On two metal poles, stuck into the ground in front the blue, well-kept little bungalow, was a faded, weather-beaten, plastic-covered banner with a photo of a man in his early middle-age. Robert Chegoffgan, it read, 1963-2003. In the morning, as it came up over the mountains in the east, the sun, shining directly between two trees onto the facade of the house illuminated Robert Chegoffgan's blue eyes, almost as if they had been a vision of a watery paradise into which his daughter's childhood had been sunk forever.
It also meant that her mother was on her morning rounds checking the lids of the garbage cans.
Mary Chegoffgan, nee O'Connor, had begun her obsessive compulsive rituals the day after they put up the banner. At first she did nothing more than look out the window a few times a day to make sure it hadn't been stolen. One day, however, she decided to wander through the neighborhood to make sure everything surrounding her husband's image was in proper order. For some reason, this meant the garbage can lids. All of the handles had to be pointing east, and they all had to be checked once every morning and once every evening. That gave her daughter, who opened the door, and walked inside the house, plenty of time before her mother came back.
Cathy Chegoffgan did a quick walk through the living room, and the bathroom before she went into the kitchen. The inside of the house was a combination of dirt and obsessive cleanliness. The living room was clean and well-ordered, except for the rug. Robert Chegoffgan had been dead for over of a decade, but his beer stains were still on the carpet. The bathroom was clean, except for the mold in the stall shower. The kitchen was not. There were never any dirty dishes in the sink, but the microwave was usually caked with dried up tomato sauce. The refrigerator was even worse. No milk carton could be thrown away until it was empty. Yet no glass of milk could contain any less than 8 ounces of milk and could not be composed of milk from more than one carton. If Mary Chegoffgan made a mistake in measuring out 8 ounces of milk, the carton would usually stay inside the refrigerator for months, even after it went sour. But it wasn't the sour milk inside the refrigerator that made Cathy Chegoffgan wince.

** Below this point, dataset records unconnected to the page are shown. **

PR #161, opened 2026-01-02
BAH-4365  Filtering with episodeuuid for radiology investigation orders

skjameela276:


packages/bahmni-services/src/radiologyInvestigationService/radiologyInvestigationService.ts
```diff
@@ -53,11 +46,22 @@ function formatRadiologyInvestigations(
...
   patientUUID: string,
+  category: string,
+  encounterUuids?: string[],
+  numberOfVisits?: number,
 ): Promise<RadiologyInvestigation[]> {
-  const bundle = await getPatientRadiologyInvestigationBundle(patientUUID);
+  const bundle = await getServiceRequests(
+    category,
+    patientUUID,
+    encounterUuids,
```
mohan-13: I dont see any assertions which actually validates that the encounteruuids are actually passed onto the GET call if passed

It was the display taped to the front door.
"Oh why won't you let me throw this away," she whispered under her breath as she looked at the collection of newspaper and magazine articles her mother had taped up years before. "Why can't I throw this away?"
The centerpiece was the cover of a now defunct magazine. One of their reporters had sweet talked Mary Chegoffgan out of a photo of her daughter. Cathy Chegoffgan was 10 years old, wearing a white dress and holding a 9mm semi-automatic over her chest. She had very pale skin, a smirk in the corner of her mouth, and long, golden hair. Her father had taken the picture as a joke, never realizing the same gun would kill him a few days before his 40th birthday. "Killer Angel," the title said in big, block letters. "Can This Girl be the Face of Second Amendment repeal?"
"Actually I can throw it away," she said, carefully peeling the decade old scotch tape off the refrigerator, and putting the magazine cover face down on the kitchen table, "any time I want."
She removed a series of newspaper articles, carefully pealing the tape off each one as she put it down on top of the magazine cover. Most of them were small. There were brief mentions in the New York Times and Philadelphia Enquirer, a paragraph long mention in USA Today, and a collection of obituaries. There was also a feature length article in the Winterborn Daily Post.
"Local Girl Shoots Father in Tragic Accident," the title read.
She wiped off the decade old residue of Scotch Tape off the refrigerator with Windex, put the newspaper articles under her arm, and then went into her old bedroom. Her bedroom was now mostly empty. Her mother hadn't rented it out or furnished it herself. There was a stripped down bed, a dresser, two large mirrors, and a 10-year-old jacket draped over a wobbly chair. There was a battered old copy of The Interpretation of Dreams on top of a battered old copy of The Selected Works of Thomas Aquinas. There was an old VCR player and a stack of tapes.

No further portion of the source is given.